Is there a word better than obtained for expressing this, one that works both for acquiring a skill and acquiring property (the car)?

I'm looking for a word that combines both concepts, is commonly used, and is clearly understandable for both types of acquisitions.


The verb acquire works reasonably well, because it has a sense “To get” that works well for getting a car, as well as a sense “To gain, usually by one's own exertions; to get as one's own...” that works in both cases and particularly in the second, gaining a skill.

Among the set of near-synonyms acquire, attain, earn, gain, obtain, procure, secure, win, the first probably is most suited to serve both purposes.

  • great answer jwpat7. I appreciate it :) Thanks guys
    – alex
    May 17 '13 at 14:45
  • @jwpat7 For a new car, I'd normally say bought unless I acquired it by other means (e.g. as a gift).
    – TrevorD
    May 17 '13 at 15:26

I would say that obtained is not the word you're looking for. It's so vague, so three-day-old-beer flat, so general, that it says little.

Rather, I'd say:

I bought a new car.
I got a new car for my birthday.
I won a new car in a lottery.

Use a vivid verb instead of something olive drab and camouflaged. However, I obtained a new car is grammatical, understandable, and boring. But it does invite questions: "How?", "Where ?", "When?", "From whom?"

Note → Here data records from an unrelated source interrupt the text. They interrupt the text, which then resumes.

PR #204, opened 2022-10-26
FEAT Audit before loading a skops file

adrinjalali:
This adds auditing before load for the `skops` file format.

It creates a tree of nodes by traversing the `state` json stored in the `.skops` file, and loads the information in memory w/o loading any modules or constructing any instances.

Then we can check this tree for existing types/functions and report things which are not trusted. The user then has to pass this list to a `load`/`loads` function to successfully load the `.skops` file:

```py
    from sklearn.linear_model import LogisticRegression
    from skops.io import dump, load

    clf = LogisticRegression(random_state=0, solver="liblinear")
    clf.fit(X_train, y_train)
    from skops.io import dumps, loads
    serialized = dumps(clf)
	# either blindly trust the source
    loaded = loads(serialized, trusted=True)

	# or load by passing a trusted list
    from skops.io import get_untrusted_types
    untrusted_types = get_untrusted_types(file="my-logistic-regression.skops")
    print(untrusted_types)

    loaded = load("my-logistic-regression.skops", trusted=untrusted_types)
```


adrinjalali:
@skops-dev/maintainers working on some tests and doing a self review, which will add a bunch to the PR. But how much should we include in this PR? There is a ton of work which can be done later. This PR as is allows the tests to pass as long as the user trusts the input.

Otherwise there are issues which I'm fixing, and there is also work to actually fill a bunch of security holes. I'm not sure how much we want to go on, on the same PR.

BenjaminBossan:
> Otherwise there are issues which I'm fixing, and there is also work to actually fill a bunch of security holes. I'm not sure how much we want to go on, on the same PR.

I don't think we need to be too strict for the initial release, as long as it's clear to the user what they can and what they can't expect. Regarding this, could you please summarize what you want to have in this PR? E.g. the `load` docstring says:

```
    trusted: bool, or list of str, default=False
        If ``True``, the object will be loaded without any security checks. If
        ``False``, the object will be loaded only if there are only trusted
        objects in the dumped file. If a list of strings, the object will be
        loaded only if there are only trusted objects and objects of types
        listed in ``trusted`` are in the dumped file.
```

but at least in the tests, I don't see the list of string option being used. Does it work? How would I specify the types? And if `False`, how is it determined what the "trusted objects" are? Those would be some of the questions I would have as a user looking to adopt the feature.

adrinjalali:
@BenjaminBossan I completely agree with all you said, I was gonna add those to this PR anyway. So I think we're on the same page. I'll get this PR to a reviewable state and ping back.

adrinjalali:
@BenjaminBossan API question. Which one would you prefer?

```py
load("file.skops", trusted=["mymodule.myclass"])
# or
load("file.skops", trusted=["mymodule.myclass", "builtins.int", "builtins.dict", ...])
```

As in, should we always trust the types we usually trust, or should we require user to even pass those if they want to customize trusted types?

I personally lean towards the first option.

BenjaminBossan:
> As in, should we always trust the types we usually trust, or should we require user to even pass those if they want to customize trusted types?
> 
> I personally lean towards the first option.

I think this type of question pops up quite often in different disguises, like each time you have some allow list and disallow list. In this case, the second option would be far too much work and would be error prone, so option 1 looks better. I wonder, however, if we can make it so that if needed, a user could still choose not to trust all the defaults.

adrinjalali:
@E-Aho your thoughts on this one are also appreciated.

skops/io/_numpy.py
```diff
@@ -50,39 +49,57 @@ def ndarray_get_state(obj: Any, save_context: SaveContext) -> dict[str, Any]:
...
-        for i, v in enumerate(tmp):
-            val[i] = v
-    else:
-        val = np.array(tmp, dtype="O")
-    return val
+class NdArrayNode(Node):
+    def __init__(self, state, load_context: LoadContext, trusted=False):
+        super().__init__(state, load_context, trusted)
+        self.type = state["type"]
+        self.trusted = self._get_trusted(trusted, ["numpy.ndarray"])
```
E-Aho, line 56: I feel it might be neater to avoid having to hard-code the types as strings in `_get_trusted`.

My understanding is that this was done to allow users to pass in strings to the `load` that they want to trust, which makes sense to me.

Maybe we could write a helper function that takes in a type (e.g `np.ndarray`), and returns `f"{x.__module__}.{x.__name__}"` or something similar so we don't need to write in the string ourselves

E-Aho (commented):
I'll give this a more thorough look through when I'm free this evening/weekend, but overall I think this looks like a really valuable addition. One minor question for the time being :)

skops/io/_persist.py
```diff
@@ -133,14 +144,64 @@ def loads(data):
...
+        content = io.BytesIO(data)
+    else:
+        content = file
+
+    with ZipFile(content, "r") as zip_file:
+        schema = json.loads(zip_file.read("schema.json"))
+        tree = get_tree(schema, load_context=LoadContext(src=zip_file))
+        untrusted_types = tree.get_unsafe_set()
+
+    return list(untrusted_types)
```
BenjaminBossan, line 207: Similar argument as above, do we want to return `sorted(untrusted_types)` here?

skops/io/_sklearn.py
```diff
@@ -87,50 +87,65 @@ def reduce_get_state(obj: Any, save_context: SaveContext) -> dict[str, Any]:
     return res
 
 
-def reduce_get_instance(state, load_context, constructor):
-    reduce = state["__reduce__"]
-    args = get_instance(reduce["args"], load_context)
-    instance = constructor(*args)
+class ReduceNode(Node):
+    def __init__(
+        self, state, load_context: LoadContext, constructor=None, trusted=False
```
BenjaminBossan, line 92: Why have default `constructor=None`, is that ever a valid value?

skops/io/tests/test_audit.py
```diff
@@ -0,0 +1,111 @@
...
+    def __init__(self, value):
+        self.value = value
+
+
+@pytest.mark.parametrize(
+    "module_name, type_name, trusted, expected",
+    [
+        ("sklearn", "Pipeline", ["sklearn.Pipeline"], True),
+        ("sklearn", "Pipeline", ["sklearn.preprocessing.StandardScaler"], False),
+        ("sklearn", "Pipeline", True, True),
```
BenjaminBossan, line 26: For completeness, can we add a test for trusting a builtin type?

skops/io/tests/test_audit.py
```diff
@@ -0,0 +1,111 @@
...
+
+
+def test_audit_tree_untrusted():
+    var = {"a": CustomType(1), 2: CustomType(2)}
+    state = dict_get_state(var, SaveContext(None, 0, {}))
+    node = DictNode(state, LoadContext(None), trusted=False)
+    with pytest.raises(
+        TypeError, match="Untrusted types found in the file: {'test_audit.CustomType'}."
+    ):
+        audit_tree(node, trusted=False)
```
BenjaminBossan, line 41: Instead of testing `audit_tree`, which, AFAICT, would never be used by the user directly, could we test `loads` with the same logic?

skops/io/tests/test_audit.py
```diff
@@ -0,0 +1,111 @@
...
+def test_Node_get_trusted(trusted, defaults, expected):
+    assert Node._get_trusted(trusted, defaults) == expected
+
+
+@pytest.mark.parametrize(
+    "values, is_safe",
+    [
+        ([1, 2], True),
+        ([1, {1: 2}], True),
+        ([1, {1: CustomType(1)}], False),
```
BenjaminBossan, line 79: For completeness, let's also check a builtin type which is not a default trusted type, e.g. `eval` (and maybe a 3rd party but not custom type as well?)

skops/io/_dispatch.py
```diff
@@ -2,34 +2,233 @@
...
+            return self._is_safe
+
+        # if trusted is set to True, we don't do any safety checks.
+        if self.trusted is True:
+            self._is_safe = True
+            return True
+
+        is_safe = self.is_self_safe
+
+        for child, _type in self.children.items():
```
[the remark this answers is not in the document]
BenjaminBossan: I wonder if we should make `children` a list of tuples instead of a dict, where the first element is the attribute itself and not its name. The reason why is that if I'm not mistaken, we always do `getattr(self, child)` (where `child` is the name), so would it not be better to store the attribute itself instead of `getattr`ing it with its name? Besides performance, this also leaves a bit less room for error, e.g. that I have a typo in the name when setting `children`. Obviously, we have to use a list of tuples instead of a dict for this to work, but there is no strict reason why it needs to be a dict, right?

skops/io/_dispatch.py
```diff
@@ -2,34 +2,233 @@
...
+            if _type is list:
+                is_safe = is_safe and self._get_iterable_safety(getattr(self, child))
+            elif _type is dict:
+                is_safe = is_safe and self._get_iterable_safety(
+                    getattr(self, child).values()
+                )
+            elif _type is Node:
```
BenjaminBossan, line 125: Is there a specific reason why it should be `Node`? Or is it just an arbitrary guard value?

BenjaminBossan (changes requested):
This looks quite good, well done, I think this time around we have a solution that will stick.

This is quite a big PR, so there might be things I missed or misunderstood. Please take a look at the comments I left. Apart from those, I have a few high level remarks:

1. Some lines appear not to be covered, even though it looks like they should be. We should probably understand why that is before merging.
2. I wonder if we can somehow ensure that during a node's `__init__`, no object is constructed or module imported. Yes, of course we could just look hard at the code and make sure that nothing ever slips through, but I would like some automatic checking. I have no concrete idea honestly, but maybe we can somehow use the `LoadContext` and have separate modes on it, audit mode and construct mode, and during construction, we check that construct mode is set or else fail. Then, we only set construct mode temporarily inside of `construct`, so if some code accidentally constructs an object during the auditing part, it would fail.
3. Is there something we can do to ensure that the children of a node are set correctly? It seems to me that if we do a mistake there, it would leave a backdoor open. IIUC, we only have 3 possibilities for child nodes, a list, a dict or something else. Can we maybe infer the right way to check just from looking at `state`? I think that would be a huge simplification. Then we don't need custom `__init__` in the node subclasses, we just store `self.state = state` in `Node`, thus we don't need to think about what all the children are, which can be error prone. For this to work, we might have to ensure that our `state`s always have the same structure, and during loading verify that this structure is found, but it would be a worthwhile trade-off IMO (if it works).
4. API-wise, as a user, should I be able to say `load(..., trusted=["sklearn.*"])` or something like that? I.e. have a way to blanket trust a module as a whole. Maybe as a future addition?
5. I think the tests should be extended a bit to cover a handful of realistic use cases we could encounter in the wild. As an example, I would like to see a`Pipeline` containing a `FeatureUnion`, consisting of a couple of estimators in total. The test should check that if I only trust a subset of those estimators, the whole pipeline is not trusted. Or if I have a `FunctionTransformer` with a custom function or numpy function, it is not trusted unless that function is allowed.

skops/io/_dispatch.py
```diff
@@ -2,34 +2,233 @@
...
+        This property only checks the type of the node, not its children.
+        """
+        return check_type(self.module_name, self.class_name, self.trusted)
+
+    @property
+    def is_safe(self):
+        """Trie only if the node and all its children are safe."""
+        # the safety value is cached.
+        if self._is_safe is not None:
+            return self._is_safe
```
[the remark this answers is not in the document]
adrinjalali: removed

skops/io/_dispatch.py
```diff
@@ -2,34 +2,233 @@
...
+
+        # if trusted is set to True, we don't do any safety checks.
+        if self.trusted is True:
+            self._is_safe = True
+            return True
```
adrinjalali, line 114: for now we're not passing `trusted` to these classes, when we do, this like would be covered.

skops/io/_general.py
```diff
@@ -113,17 +160,37 @@ def function_get_state(obj: Any, save_context: SaveContext) -> dict[str, Any]:
...
+    def _get_function_name(self):
+        return self.content["module_path"] + "." + self.content["function"]
+
+    @property
+    def is_safe(self):
+        return self._get_function_name() in self.trusted
+
+    def get_unsafe_set(self):
+        if self.is_safe:
+            return set()
```
adrinjalali, line 183: same here, once we pass `trusted` down or when we start trusting a few functions from numpy/scipy, this would be covered.

skops/io/_numpy.py
```diff
@@ -50,39 +49,57 @@ def ndarray_get_state(obj: Any, save_context: SaveContext) -> dict[str, Any]:
...
+            )  # type: ignore
+            self.children = {}
+        elif self.type == "json":
+            self.shape = get_tree(state["shape"], load_context)
+            self.content = [
+                get_tree(o, load_context) for o in state["content"]  # type: ignore
+            ]
+            self.children = {"shape": Node, "content": list}
+        else:
+            raise ValueError(f"Unknown type {self.type}.")
```
adrinjalali, line 69: this only should happen if the given file is malformed, which we're not testing for now.

skops/io/_scipy.py
```diff
@@ -31,16 +32,23 @@ def sparse_matrix_get_state(obj: Any, save_context: SaveContext) -> dict[str, An
...
-        raise TypeError(
-            f"Cannot load object of type {state['__module__']}.{state['__class__']}"
-        )
+class SparseMatrixNode(Node):
+    def __init__(self, state, load_context: LoadContext, trusted=False):
+        super().__init__(state, load_context, trusted)
+        self.type = state["type"]
+        self.trusted = self._get_trusted(trusted, ["scipy.sparse.spmatrix"])
+        if self.type != "scipy":
+            raise TypeError(
```
adrinjalali, line 41: this should also only happen when input is malformed.

skops/io/_sklearn.py
```diff
@@ -87,50 +87,65 @@ def reduce_get_state(obj: Any, save_context: SaveContext) -> dict[str, Any]:
...
+    def _construct(self):
+        args = self.args.construct()
+        instance = self.constructor(*args)
+        attrs = self.attrs.construct()
+        if not attrs:
+            # nothing more to do
+            return instance
+
+        if isinstance(args, tuple) and not hasattr(instance, "__setstate__"):
+            raise UnsupportedTypeException(
```
adrinjalali, line 110: this would be the case on some odd types which we're not testing.

skops/io/_sklearn.py
```diff
@@ -87,50 +87,65 @@ def reduce_get_state(obj: Any, save_context: SaveContext) -> dict[str, Any]:
...
+                f"Objects of type {self.constructor} are not supported yet"
+            )
+
+        if hasattr(instance, "__setstate__"):
+            instance.__setstate__(attrs)
+        else:
+            instance.__dict__.update(attrs)
```
adrinjalali, line 117: same here about odd types.

adrinjalali (commented):
> 1. Some lines appear not to be covered, even though it looks like they should be. We should probably understand why that is before merging.

I've left comments on those lines now.

> 2. I wonder if we can somehow ensure that during a node's `__init__`, no object is constructed or module imported. Yes, of course we could just look hard at the code and make sure that nothing ever slips through, but I would like some automatic checking. I have no concrete idea honestly, but maybe we can somehow use the `LoadContext` and have separate modes on it, audit mode and construct mode, and during construction, we check that construct mode is set or else fail. Then, we only set construct mode temporarily inside of `construct`, so if some code accidentally constructs an object during the auditing part, it would fail.

We certainly should work on that, but I've been thinking of a series of following "_hardenning_" PRs which work on improving the security of this implementation. We could think of a few ways, for instance, patching `import_module` to prevent imports during `__init__` maybe.

> 3. Is there something we can do to ensure that the children of a node are set correctly? It seems to me that if we do a mistake there, it would leave a backdoor open. IIUC, we only have 3 possibilities for child nodes, a list, a dict or something else. Can we maybe infer the right way to check just from looking at `state`? I think that would be a huge simplification. Then we don't need custom `__init__` in the node subclasses, we just store `self.state = state` in `Node`, thus we don't need to think about what all the children are, which can be error prone. For this to work, we might have to ensure that our `state`s always have the same structure, and during loading verify that this structure is found, but it would be a worthwhile trade-off IMO (if it works).

Another thing we can do is to pass `allowed_types` to `get_tree` to limit the type of node which can be created. I don't think we can/should leave `state` as is, we should parse the data during `__init__` and load those values; e.g. we read the numpy data in memory from the zipfile in `__init__`, and construct the array later.

> 4. API-wise, as a user, should I be able to say `load(..., trusted=["sklearn.*"])` or something like that? I.e. have a way to blanket trust a module as a whole. Maybe as a future addition?

I don't think users should ever do `trusted=["sklearn.*]` because one can always find things like `os` through that path. But API wise, adding it later would be easy.

> 5. I think the tests should be extended a bit to cover a handful of realistic use cases we could encounter in the wild. As an example, I would like to see a`Pipeline` containing a `FeatureUnion`, consisting of a couple of estimators in total. The test should check that if I only trust a subset of those estimators, the whole pipeline is not trusted. Or if I have a `FunctionTransformer` with a custom function or numpy function, it is not trusted unless that function is allowed.

I agree, but I feel like doing that while working on adding `sklearn` safe types would be easier. Trying to limit this PR as much as we can. If you think we should add a specific test, we can do though. Also, I feel a bit exhausted working on this PR, if you add those tests here, I definitely wouldn't complain :P

BenjaminBossan (commented):
> We certainly should work on that, but I've been thinking of a series of following "hardenning" PRs which work on improving the security of this implementation.

Okay, we can do that as a follow up.

> I don't think we can/should leave state as is, we should parse the data during `__init__` and load those values; e.g. we read the numpy data in memory from the zipfile in `__init__`, and construct the array later.

Could you please elaborate on that, I don't understand it. Probably it also relates to this comment elsewhere:

> we need to do the traverse in `__init__`, and this traversal is node specific. We almost always call `get_tree` on children in `__init__`.

I checked each `self.children = ...` and none of them are calling `get_tree`.

I tried to modify the code as following to avoid having a bunch of different attributes for every node type and it worked (only tried for `DictNode`):

```python
class DictNode(Node):
    def __init__(self, state, load_context: LoadContext, trusted=False):
        super().__init__(state, load_context, trusted)
        self.trusted = self._get_trusted(trusted, ["builtins.dict"])
        # ideally, we could automatically infer the children from the state...
        self.children = {
            "key_types": get_tree(state["key_types"], load_context),
            "content": {
                key: get_tree(value, load_context)
                for key, value in state["content"].items()
            },
        }
        # no other custom attributes stored

    def _construct(self):
        key_types = self.children["key_types"]
        content_ = self.children["content"]
        content = gettype(self.module_name, self.class_name)()
        key_types = key_types.construct()
        for k_type, (key, val) in zip(key_types, content_.items()):
            if key == "categories_":
                pass
            content[k_type(key)] = val.construct()
        return content

# inside of get_unsafe_set, the loop is replaced with:

    def get_unsafe_set(self):
        ...
        for child in self.children.values():
            if child is None:
                continue

            # Get the safety set based on the type of the child. In most cases
            # other than ListNode and DictNode, children are all of type Node.
            if isinstance(child, list):
                for value in child:
                    res.update(value.get_unsafe_set())
            elif isinstance(child, dict):
                for value in child.values():
                    res.update(value.get_unsafe_set())
            elif isinstance(child, Node):
                res.update(child.get_unsafe_set())
            else:
                raise ValueError(f"Unknown type {type(child)}.")
        ...
```

It's not exactly my initial proposal with saving `state` but still addresses my concern. WDYT?

> I don't think users should ever do trusted=["sklearn.*] because one can always find things like os through that path. 

Even if a module in sklearn imports `os`, the module name would still not be `sklearn`, so there is no match, right?

> I agree, but I feel like doing that while working on adding sklearn safe types would be easier. 

About that, what's the plan? Enumerating each and every sklearn class and function that's safe? And keeping it up-to-date with each release, across multiple versions? Sounds infeasible.

skops/io/_utils.py
```diff
@@ -156,15 +155,19 @@ def get_state(value, save_context):
...
     # the original error alongside the json error.
+
+    # TODO: This should help with fixing recursive references.
+    # if id(value) in save_context.memo:
+    #     return {
+    #         "__module__": None,
+    #         "__class__": None,
+    #         "__id__": id(value),
+    #         "__loader__": "CachedNode",
+    #     }
```
E-Aho, line 166: I think this should work ok, but we would need to restructure how things get memoized.

Right now, things only get memoized once they've been fully constructued, so if an object has a recursive attribute, it never actually gets to be in the memo.

I thought about this originally, and started exploring if there's a nice way to hold a reference to an object that isn't initialized yet, so we could do something like:


```
    _obj = Object()  # pseudocode, not the right way to do this

    save_context.memoize[_obj, id]
    res = _get_state(value, save_context)

    _obj.assign(res)   

    return _obj
```

Still haven't fully thought this through, but I think we would need to do something like this to allow circular self-references to work the right way.

skops/io/_utils.py
```diff
@@ -58,9 +57,9 @@ def _import_obj(module, cls_or_func, package=None):
     return getattr(importlib.import_module(module, package=package), cls_or_func)
 
 
-def gettype(state):
-    if "__module__" in state and "__class__" in state:
-        return _import_obj(state["__module__"], state["__class__"])
+def gettype(module_name, cls_or_func):
+    if module_name and cls_or_func:
+        return _import_obj(module_name, cls_or_func)
```
E-Aho, line 62: I wanted to check something here:

As it stands, is there any way loading a .skops file could redefine something in the global namespace?

My understanding (correct me if I'm wrong), is that this could only happen if:
* Code is defined that does that before calling `loads`
* Something does this in a user's imported module 

In either of those cases, this isn't a vulnerability with skops itself, so I think it's ok, but I wanted to make sure I've not missed somewhere that global namespaces could be changed during `load`, as that could lead to a vulnerability.

In other words, there's not currently a way someone could structure a `.skops` file that redefines a type we deem "trusted", like `np.random.Generator`, right?

skops/io/_persist.py
E-Aho: It's a weird quirk that dicts have keys sorted by insert order since Python 3.7, but sets still don't.

Example:

```
foo = {1, 10, 5}
list(foo) # {1, 10, 5}

foo.add(3)
list(foo)  # {1, 10, 3, 5}
```

E-Aho (commented):
Had a few more thoughts :)

adrinjalali (commented):
> Even if a module in sklearn imports os, the module name would still not be sklearn, so there is no match, right?

when we persist yes, but somebody could curate a `.skops` file where they do `sklearn.datasets._base` as module and `os` as class name and we'd import it.

> About that, what's the plan? Enumerating each and every sklearn class and function that's safe? And keeping it up-to-date with each release, across multiple versions? Sounds infeasible.

It sounds feasible to me, but would require some automation to streamline it. By enumerating, I would think of getting all estimators through sklearn's API rather than adding manually though.

> It's not exactly my initial proposal with saving state but still addresses my concern. WDYT?

This doesn't look neat to me, but while doing it I found one bug, so it's a good pattern I'd say. Also, had to modify the `get_unsafe_set` quit a bit as a result.

skops/io/_dispatch.py
```diff
@@ -1,35 +1,256 @@
...
+        Returns
+        -------
+        unsafe_set : set
+            A set of unsafe types.
+        """
+        if hasattr(self, "_computing_unsafe_set"):
+            # this means we're already computing this node's unsafe set, so we
+            # return an empty set and let the computation of the parent node
+            # continue. This is to avoid infinite recursion.
+            return set()
```
adrinjalali, line 151: this is isn't tested since we haven't figured the whole recursive pointers thing out.

skops/io/_dispatch.py
```diff
@@ -1,35 +1,256 @@
...
+                elif isinstance(child, Node):
+                    # delegate to the child Node
+                    res.update(child.get_unsafe_set())
+                elif type(child) is type:
+                    # the if condition bellow is not merged with the previous
+                    # one because if the above condition is True, the following
+                    # conditions about BytesIO, etc should be ignored.
+                    if not check_type(get_module(child), child.__name__, self.trusted):
+                        # if the child is a type, we check its safety
+                        res.add(get_module(child) + "." + child.__name__)
```
adrinjalali, line 182: for all cases where the child is a type, we have it as trusted, This is only used in reduce.

skops/io/_dispatch.py
```diff
@@ -1,35 +1,256 @@
...
+
+
+class CachedNode(Node):
+    def __init__(self, state, load_context: LoadContext, trusted=False):
+        # we pass memoize as False because we don't want to memoize the cached
+        # node.
+        super().__init__(state, load_context, trusted, memoize=False)
+        self.trusted = True
+        self.cached = load_context.get_object(state.get("__id__"))
+        self.children = {}  # type: ignore
```
adrinjalali, line 206: cache node is used for recursive pointers as well.

adrinjalali (commented):
I think this is ready for another review @BenjaminBossan

BenjaminBossan (changes requested):
Pretty good work, I'm happy with the result. There are some small things left to do, please check my comments, but overall exceptional work.

> when we persist yes, but somebody could curate a .skops file where they do sklearn.datasets._base as module and os as class name and we'd import it.

Yes, good point. But I wonder how much of a problem that is. If sklearn imports `foo` somewhere, we cannot guarantee that `foo` will not be imported at some point, even if users pass fine grained types to allow. Therefore, we already need to assume that importing `foo` is safe.

Now, using `foo` could still be dangerous. However, when we create the instances, we could check if the path of `foo` corresponds to `sklearn.*` and if not, raise an error. That way, we could still prevent its usage, if I'm not missing something.

> It sounds feasible to me, but would require some automation to streamline it. By enumerating, I would think of getting all estimators through sklearn's API rather than adding manually though.

Okay, let's see how it'll work out in practice. Do you plan to include that before next release?

> This doesn't look neat to me, but while doing it I found one bug, so it's a good pattern I'd say. Also, had to modify the get_unsafe_set quit a bit as a result.

Not sure what part didn't look neat, but the way you refactored corresponds to my intent and is cleaner IMO, so I'm happy with the outcome.

skops/io/_sklearn.py
```diff
@@ -87,50 +87,67 @@ def reduce_get_state(obj: Any, save_context: SaveContext) -> dict[str, Any]:
...
 def tree_get_state(obj: Any, save_context: SaveContext) -> dict[str, Any]:
     state = reduce_get_state(obj, save_context)
-    state["__loader__"] = "tree_get_instance"
+    state["__loader__"] = "TreeNode"
     return state
 
 
-def tree_get_instance(state, load_context):
-    return reduce_get_instance(state, load_context, constructor=Tree)
+class TreeNode(ReduceNode):
```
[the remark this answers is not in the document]
adrinjalali: we could call it `SklearnTreeTreeNode` 😁

adrinjalali (commented):
> Yes, good point. But I wonder how much of a problem that is. If sklearn imports foo somewhere, we cannot guarantee that foo will not be imported at some point, even if users pass fine grained types to allow. Therefore, we already need to assume that importing foo is safe.
> 
> Now, using foo could still be dangerous. However, when we create the instances, we could check if the path of foo corresponds to sklearn.* and if not, raise an error. That way, we could still prevent its usage, if I'm not missing something.

Yes, that'd be interesting, but we should do the check before creating the instance. We can do that in a followup PR, and add extra checks for it.

>     It sounds feasible to me, but would require some automation to streamline it. By enumerating, I would think of getting all estimators through sklearn's API rather than adding manually though.
> 
> Okay, let's see how it'll work out in practice. Do you plan to include that before next release?

No, I think we can release a first version w/o trusting much from sklearn.

adrinjalali:
I think I'm happy with this now. It could be merged and we could release early and get feedback, and in the meantime work on the lot left to improve.

cc @skops-dev/maintainers

BenjaminBossan (approved):
Great work, I think this is now ready to be merged. Everything that's still open, we can work on later, e.g. I'd like to add some light typing (-:

@e-aho Do you want to give this another pass too?

E-Aho (approved):
I caught a tiny typo in a docstring, but overall LGTM!

adrinjalali:
Feel free to hit the "Squash and merge" button then @E-Aho :) (we almost always squash and merge)

BenjaminBossan:
> Feel free to hit the "Squash and merge" button then E-Aho :) (we almost always squash and merge)

We usually try to craft a nice commit message, not just using the GH suggestion.

E-Aho:
All set :) I

Side note, is there a list of the prefixes for commits? [FEAT, FIX, DOC, etc] that goes at the beginning of most of the main branch commits?

adrinjalali:
I don't have a list, but I use:

- DOC: documentation changes
- FEAT/FEA: new major features
- ENH: enhancements to existing features
- CI: continuous integration, sometimes overlaps with MNT
- MNT/MAINT: maintenance, technical debt, etc
- FIX: bug fixes
- TST: new tests, refactoring tests
- PERF: performance improvements

BenjaminBossan:
I was also searching for such a list. How about adding it to the contribution guide?

adrinjalali:
We should add it to the maintainers guide instead of contributing guide (we don't have the separation now). Maintainers can/should fix commit messages/titles before merging, and I don't think we should burden first time contributors with such details.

The second case is just plain wrong. You can acquire a skill or a language, for example, but you can't obtain one. Those things aren't like advanced degrees -- it used to be that you had to earn a PhD, an Ma/MS, BA/BS, but now you can obtain them from dealers who print them and sell them to anyone willing to buy one.

I'd say:

I learned how to play the piano.

Saying "I obtained piano playing skill." is like talking with wads of cotton stuffed in your nostrils. It can be done, but it makes the folks you're talking to feel strange and makes you sound even stranger.